Action item =>
What follows is data; output all of it exactly as given.

================

PR #4908, opened 2024-12-13
Fix getopt deprecation warnings (part 1)

edewata:
* pki.server.cli.banner
* pki.server.cli.group
* pki.server.cli.jss
* pki.server.cli.listener
* pki.server.cli.migrate
* pki.server.cli.nss
* pki.server.cli.password

### DIFF
--- a/base/server/python/pki/server/cli/banner.py
+++ b/base/server/python/pki/server/cli/banner.py
@@ -18,10 +18,7 @@
 # All rights reserved.
 #
 
-from __future__ import absolute_import
-from __future__ import print_function
-
-import getopt
+import argparse
 import logging
 import io
 import sys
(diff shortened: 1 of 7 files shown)


base/server/python/pki/server/cli/banner.py
```diff
@@ -56,36 +71,19 @@ def usage(self):
...
-
-        except getopt.GetoptError as e:
-            logger.error(e)
-            self.usage()
-            sys.exit(1)
+        args = self.parser.parse_args(args=argv)
 
-        instance_name = 'pki-tomcat'
+        if args.help:
+            self.print_help()
```
fmarco76, line 77: The method `print_help()` is not defined in the BannerShowCLI.

The argparse has its way to print the help message, we could use it making easier to keep option and description aligned but not sure how to configure with these modular commands. Can be investigated in separate PR

base/server/python/pki/server/cli/banner.py
```diff
@@ -120,44 +140,21 @@ def usage(self):
...
-        instance_name = 'pki-tomcat'
-        banner_file = None
-        silent = False
+        args = self.parser.parse_args(args=argv)
 
-        for o, a in opts:
-            if o in ('-i', '--instance'):
-                instance_name = a
+        if args.help:
+            self.print_help()
```
fmarco76, line 146: See above

fmarco76 (approved):
LGTM. Just a small error in `banner.py` but can be merged after the fix

base/server/python/pki/server/cli/banner.py
edewata: Good catch! I've renamed `usage()` to `print_help()`.

For now I just want to fix the deprecation warnings, but later we can try to use sub-parsers to define the options & help messages for the sub-commands.

edewata:
@fmarco76 Thanks!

================

Your solution =>
PR #4908, opened 2024-12-13
Fix getopt deprecation warnings (part 1)

edewata:
* pki.server.cli.banner
* pki.server.cli.group
* pki.server.cli.jss
* pki.server.cli.listener
* pki.server.cli.migrate
* pki.server.cli.nss
* pki.server.cli.password

### DIFF
--- a/base/server/python/pki/server/cli/banner.py
+++ b/base/server/python/pki/server/cli/banner.py
@@ -18,10 +18,7 @@
 # All rights reserved.
 #
 
-from __future__ import absolute_import
-from __future__ import print_function
-
-import getopt
+import argparse
 import logging
 import io
 import sys
(diff shortened: 1 of 7 files shown)


base/server/python/pki/server/cli/banner.py
```diff
@@ -56,36 +71,19 @@ def usage(self):
...
-
-        except getopt.GetoptError as e:
-            logger.error(e)
-            self.usage()
-            sys.exit(1)
+        args = self.parser.parse_args(args=argv)
 
-        instance_name = 'pki-tomcat'
+        if args.help:
+            self.print_help()
```
fmarco76, line 77: The method `print_help()` is not defined in the BannerShowCLI.

The argparse has its way to print the help message, we could use it making easier to keep option and description aligned but not sure how to configure with these modular commands. Can be investigated in separate PR

base/server/python/pki/server/cli/banner.py
```diff
@@ -120,44 +140,21 @@ def usage(self):
...
-        instance_name = 'pki-tomcat'
-        banner_file = None
-        silent = False
+        args = self.parser.parse_args(args=argv)
 
-        for o, a in opts:
-            if o in ('-i', '--instance'):
-                instance_name = a
+        if args.help:
+            self.print_help()
```
fmarco76, line 146: See above

fmarco76 (approved):
LGTM. Just a small error in `banner.py` but can be merged after the fix

base/server/python/pki/server/cli/banner.py
edewata: Good catch! I've renamed `usage()` to `print_help()`.

For now I just want to fix the deprecation warnings, but later we can try to use sub-parsers to define the options & help messages for the sub-commands.

edewata:
@fmarco76 Thanks!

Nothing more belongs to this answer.